──────── Source data

PR #384, opened 2021-11-23
fix: #identify argument type

raminos:
Hello library maintainers 👋 ,

thanks for this lovely library! @alan-eu we are happily using your service but we came across an incoherence between your docs and your code which I attempt to fix in this PR.

I read your contributing guidelines but couldn't find a pull request template. I hope the format I chose is okay.

## Problem

In your [docs](https://segment.com/docs/connections/sources/catalog/libraries/mobile/react-native/#identify) you state for the `userId` argument of the `identify` method:

> The database ID for this user. If you don’t know who the user is yet, you can omit the `userId` and just record `traits`.

But with the current implementation Typescript won't allow us to omit a `userId`. We circumvent this issue by passing `undefined as any` but this is suboptimal.

## Solution

I tried to adjust the `identify` method's behaviour in a way that is in line with the existing logic, namely:

- `userId` can be `undefined`
- if `userId` is `undefined` the store is not updated

## Tests

I added a test case checking that only the user traits are updated when passing `undefined` as a `userId`. I tried to follow the preexisting unit test style.

As stated in the guidelines I ran all the scripts mentioned to check that tests, linting and the typescript compiler pass.

I'm looking forward to your comments!

Best,
Ramin

### DIFF
--- a/packages/core/src/analytics.ts
+++ b/packages/core/src/analytics.ts
@@ -502,7 +502,7 @@ export class SegmentClient {
 
     this.store.userInfo.set({
       ...userInfo,
-      userId: userId,
+      ...(userId !== undefined ? { userId } : {}),
       traits: mergedTraits,
     });
 
--- a/packages/core/src/analytics.ts
+++ b/packages/core/src/analytics.ts
@@ -487,7 +487,7 @@ export class SegmentClient {
     this.logger.info('TRACK event saved', event);
   }
 
-  identify(userId: string, userTraits?: UserTraits) {
+  identify(userId?: string, userTraits?: UserTraits) {
     const userInfo = this.store.userInfo.get();
     const { traits: currentUserTraits } = userInfo;
 
--- a/packages/core/src/__tests__/methods/identify.test.ts
+++ b/packages/core/src/__tests__/methods/identify.test.ts
@@ -79,4 +79,17 @@ describe('methods #identify', () => {
       userId: 'new-user-id',
     });
   });
+  it('does not update user id when user id is undefined', () => {
+    const client = new SegmentClient(defaultClientSettings);
+    jest.spyOn(client, 'process');
+
+    client.identify(undefined, { name: 'Mary' });
+
+    // @ts-ignore
+    expect(client.store.dispatch).toHaveBeenCalledTimes(1);
+    // @ts-ignore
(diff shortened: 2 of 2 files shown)


packages/core/src/analytics.ts
```diff
@@ -558,7 +558,7 @@ export class SegmentClient {
     this.logger.info('TRACK event saved', event);
   }
 
-  identify(userId: string, userTraits?: UserTraits) {
+  identify(userId: string | undefined, userTraits?: UserTraits) {
```
oscb, line 561: For consistency, lets use the optional as:
```suggestion
  identify(userId?: string, userTraits?: UserTraits) {
```

packages/core/src/analytics.ts
```diff
@@ -568,7 +568,9 @@ export class SegmentClient {
       },
     });
 
-    this.store.dispatch(this.actions.userInfo.setUserId({ userId }));
+    if (userId) {
```
oscb, line 571: Let's put a strict undefined check here:
```suggestion
    if (userId !== undefined) {
```

oscb (changes requested):
Thanks so much for noticing this and taking action! 
I left some minor suggestions but otherwise this looks good!

raminos:
Thanks @oscb for your fast and positive feedback! I applied your suggestions 😊

alanjcharles:
Hi @raminos Happy New Year! looks like there is still one comment left in our review. Happy to merge once that's been accounted for.

raminos:
> Hi @raminos Happy New Year! looks like there is still one comment left in our review. Happy to merge once that's been accounted for.

Hi @alanjcharles I totally missed that I didn't update the second comment! Thanks for reminding me 😍  commit is comming in a sec!

raminos:
@alanjcharles the code changed a bit in the meantime. The ternary operator is not super pretty but it gets the work done. Is there something I should change?

alanjcharles:
@raminos sorry for the delay!! we've had to take some unexpected time out of office in the past few weeks. Thanks so much for the update. I can take a closer look in a bit and let you know. Thanks again

oscb (approved):

alanjcharles:
@raminos we're ready to merge this as soon as the test you added passes! It looks pretty straightforward but let me know if I can help at all. Thanks!

alanjcharles:
accounted for in #436 thanks again!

────────────────

__What needs to be done__.
Exactly the lines from the start of the entries through the one bearing "thanks for this" are to be output, with both ends included.

__Problem solution__.
PR #384, opened 2021-11-23
fix: #identify argument type

raminos:
Hello library maintainers 👋 ,

thanks for this lovely library! @alan-eu we are happily using your service but we came across an incoherence between your docs and your code which I attempt to fix in this PR.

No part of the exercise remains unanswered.